___ INFORMATION SUPPLIED

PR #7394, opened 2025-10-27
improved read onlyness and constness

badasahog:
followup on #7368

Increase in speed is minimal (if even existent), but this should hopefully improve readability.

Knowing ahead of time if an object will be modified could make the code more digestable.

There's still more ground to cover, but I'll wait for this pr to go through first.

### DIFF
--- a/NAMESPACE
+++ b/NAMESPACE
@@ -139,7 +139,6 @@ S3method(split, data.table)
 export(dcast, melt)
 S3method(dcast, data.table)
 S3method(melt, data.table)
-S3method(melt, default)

______

Make a list of all lines in the data that contain "melt".

→ EXERCISE ANSWER:
 export(dcast, melt)
 S3method(melt, data.table)
-S3method(melt, default)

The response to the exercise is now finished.